Uttarakhand, o sacred motherland of gods, may thou be praised and greeted a hundredfold!
Land of dharma, sadhana, culture and philosophy, all painted in industry!
Be thou greeted! Be thou greeted!
Uttarakhand, o sacred motherland of gods, be thou praised and greeted a hundredfold!

Ganga and Yamuna are thy bosoms, divine the Himalaya is thy head.
Having presence of all religions, the Char Dhams render thou blessed.
Badrinath, Kedarnath, Kaliyar and Hemkund are the places most holy.
Be thou greeted! Be thou greeted!
Uttarakhand, o sacred motherland of gods, be thou praised and greeted a hundredfold!

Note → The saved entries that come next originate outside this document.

PR #676, opened 2023-10-18
pixi: Update test-ribasim-api

Hofer-Julian:


visr:
What does this do?

Hofer-Julian:
> What does this do?

Add the temp dir locally so its easier to inspect and generate an xml file for teamcity test discovery

visr (approved):
Interesting, thanks.

PR #678, opened 2023-10-19
update Manifests and add core Manifest

visr:
The manifests should have been re-resolved after #677, since that requires DataInterpolations 4.4, but the Manifests still used 4.0.

This just updates all packages in them also switching to a newer PackageCompiler version for instance.

This should fix TeamCity builds.


visr:
This also checks in the `core/Manifest.toml`, to avoid breakage like this in the future. With that we essentially lock all our depencencies, in pixi.lock and the several Manifest.toml files.

Hofer-Julian (approved):

Issue #10, opened 2022-10-28
Integration tests


visr:
- [ ] continuous integration on Teamcity
- [ ] runtime performance test
- [ ] variants with and without MODFLOW

PR #683, opened 2023-10-19
refine edge labels

### LINKED ISSUE #175: Labeling of edges
Edges aren't labelled, by default, and when looking at the output it becomes a little confusing:

image

4 and 3 refer to the edge FIDs here, but that isn't quite clear.

Ideally, I think, we could use `from_node_id` and `to_node_id` to label the edges, though maybe not by default:

image

This works relatively easily, as QGIS supports expressions for labels:

image

I think it's possible to configure the layer to have these labels by default, but not show them. Anyway, maybe something to discuss.

visr:
Fixes #175
Most of the work for this was already done in #658.

This changes a few things:
- Stop using brackets around the ID to reduce visual clutter: now we use `"Lake IJssel" #10` in printed errors and `Lake IJssel #10` as a QGIS label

'Tis the land of martyrs, heritage of braves, 'tis the mother of revolutions, soil of sacrifices!
May thy glory and splendour blossom, to thee my body and mind are devoted!
Be thou greeted! Be thou greeted!
Uttarakhand, o sacred motherland of gods, be thou praised and greeted a hundredfold!

Delightful valleys of Shaukas, where maduwa, jhangora, bhat and grains grow plentifully.
Lakes, hills, meadows, groves of Terai and Bhabar filled with great beauty!
Chirps from birds of every kind render my heart filled with glee!
Be thou greeted! Be thou greeted!
Uttarakhand, o sacred motherland of gods, be thou praised and greeted a hundredfold!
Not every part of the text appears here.